2024.05.20社員ブログ

カーボン・クレジット・・・・

 本日もアイボンドブログをご覧いただきまして誠に有り難うございます。

 2ヵ月ほど前になりますが、経済産業省で、第6回「カーボン・ニュートラルの実現に向けたカーボン・クレジットの適切な活用のための環境整備に関する検討会」が開催されました。カーボン・クレジットとは、企業が森林の保護や植林、省エネルギー機器導入などをおこなうことで生まれた二酸化炭素など温室効果ガスの削減効果をクレジット(排出権)として発行し、他の企業などとの間で取引できるようにする仕組みです。削減努力をしても、どうしても削減しきれない温室効果ガスの排出量に合わせ、カーボン・クレジットを購入することで、排出量の一部を相殺することができます。欧米企業を中心にカーボン・クレジットの需要は増加中で、日本でも企業間で活用の動きは広がり、2013年にはカーボン・クレジットを国が認証するJ-クレジット制度がスタートしました。2050年カーボン・ニュートラル、SDGs(持続可能な開発目標)などの流れを受け、カーボン・クレジットの需要は更なる増加が予想されており、国際取引を含めたカーボン・クレジット市場の整備がすすめられています。

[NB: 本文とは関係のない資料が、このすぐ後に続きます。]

PR #3874, opened 2024-11-11
add-audit-folder-and-internal-report

0xkato:
Adding an Audit folder, containing the internal review which can also be found in [espresso-audits](https://github.com/EspressoSystems/espresso-audits).


ss-es (approved):
approving, but minor: can the folder be renamed `audits` (lowercase `a`) for consistency with the other folders?

PR #3877, opened 2024-11-11
Hotstuff 2

bfish713:
Closes #<ISSUE_NUMBER>

### This PR: 

This PR introduces the Hotstuff 2 consensus rules.  Hotstuff 2 is has some notable changes over the original.  These are:

- The decide rule goes from a 3 chain to a 2 chain
- The leader must wait for a QC from the last view (like before) or for a set timeout to collect the highest QC from all other replicas.  The leader proposes with the highest QC it's received
- Nodes send the highest QC they've seen to the next leader when a view finishes.  
- The locked QC becomes the what was before the "high qc" 
    - In other words replicas will not vote for any proposal with a justify QC from a lesser view than any justify QC they previously saw.

### DIFF
--- a/crates/task-impls/src/quorum_proposal/handlers.rs
+++ b/crates/task-impls/src/quorum_proposal/handlers.rs
@@ -90,6 +90,8 @@ pub struct ProposalDependencyHandle<TYPES: NodeType, V: Versions> {
     /// Shared consensus task state
     pub consensus: OuterConsensus<TYPES>,
 
+    /// View timeout from config.
+    pub timeout: u64,
     /// The most recent upgrade certificate this node formed.
     /// Note: this is ONLY for certificates that have been formed internally,
     /// so that we can propose with them.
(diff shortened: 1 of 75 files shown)


crates/types/src/consensus.rs
```diff
@@ -949,7 +949,7 @@ impl<TYPES: NodeType> Consensus<TYPES> {
         let mut is_leaf_extended = true;
         if let Err(e) = self.visit_leaf_ancestors(
             leaf_view,
-            Terminator::Inclusive(leaf_view - 2),
+            Terminator::Inclusive(leaf_view - 1),
```
bfish713, line 952: @lukaszrzasik In HS2 the length of the decide rule is 1 less, so I also reduced it here, are there other places in the epoch code that assume the longer chain length of the old decide rule?

crates/task-impls/src/quorum_proposal/handlers.rs
```diff
@@ -97,9 +104,78 @@ pub struct ProposalDependencyHandle<TYPES: NodeType, V: Versions> {
...
+    async fn wait_for_qc_event(
+        &self,
+        rx: &mut Receiver<Arc<HotShotEvent<TYPES>>>,
+    ) -> Option<QuorumCertificate<TYPES>> {
+        while let Ok(event) = rx.recv_direct().await {
+            if let HotShotEvent::HighQcRecv(qc, _sender) = event.as_ref() {
+                if qc
+                    .is_valid_cert(
+                        self.quorum_membership.as_ref(),
+                        TYPES::Epoch::new(0),
```
bfish713, line 126: @lukaszrzasik Need to get a proper epoch here, I know we can get this from consensus, but need to do this properly like we discussed maybe it's trivial if the epoch is on the QC

crates/types/src/consensus.rs
bfish713: Ok I think I see what's going on, I think this makes things quite confusing though.  I thought with dual certificates we could just keep the decide rule the same.  I would strongly prefer to have no difference between decide rules and help others reach the next epoch simply by seeing proposals from the new epoch. 

For now we can try to adjust this to work with the current code but, in it's current state, it only works when you mismatch original hotstuff and this decide rule.  Basically the current code works because the decide rule we have (not hs-2) is the same as the epoch transition rule.  So if the chain should be one longer with original HS then the changing this code to `-3` shouldn't break things, but I think it does.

 クレジットは大きく分けると、排出回避・削減、固定吸収・貯留の2種類です。再生可能エネルギーの導入や、設備効率の改善、燃料転換、輸送効率改善などによって、それらをしなければもっと出ていたものを減らした、それらをしたことで排出を回避した、というものと、植林や森林管理、耕作地管理、沿岸域修復、草地保全などによって、二酸化炭素の吸収・固定化をしたというものになります。今回の経済産業省での検討会における議論のポイントのひとつは、国際的には吸収系クレジットの方法論が確立されはじめているなか、日本における吸収系クレジットについてどのような方向性が考えられるのか、でした。2050年カーボン・ニュートラルの達成に向け、世界的には排出回避・削減はもちろんですが、それよりも固定吸収・貯留の取り組みへの注目が集まっており、議論もすすんでいます。ただ、日本のJクレジット制度では、固定吸収・貯留の取り組みを評価できる方法がきちんと整備されていません。そこでJ-クレジット制度でも、より積極的に後押しできるよう、規程類・方法論の整備をすすめる必要があるという認識で議論がすすめられています。

 国内ではまだ活用例は少なく、いかに広げていくのかが課題です。世界では、農地貯留を対象としたクレジット創出ビジネスを展開するスタートアップが登場していたり、欧州のクレジット認証機関では、木炭や竹炭といった生物資源を材料とした炭化物であるバイオ炭(原料となる木材や竹に含まれる炭素は、そのままにしておくと微生物の活動などによって分解され、二酸化炭素として大気中に放出されてしまう。)のクレジットも続々と発行されています。日本は遅れをとっている状況といわざるを得ません。

 さて、弊社でも微力ながら、脱炭素化の取り組みを実施しているところです。例えば、所有する物件に電動マイクロモビリティのシェアリングサービスを導入することで、物件に入居されていたり、その地域にお住いの方々の脱炭素化を促進するとともに、地域活性化、地域利便性の向上を推進しています。弊社でできることは限られておりますが、これからも脱炭素化に注力して参ります。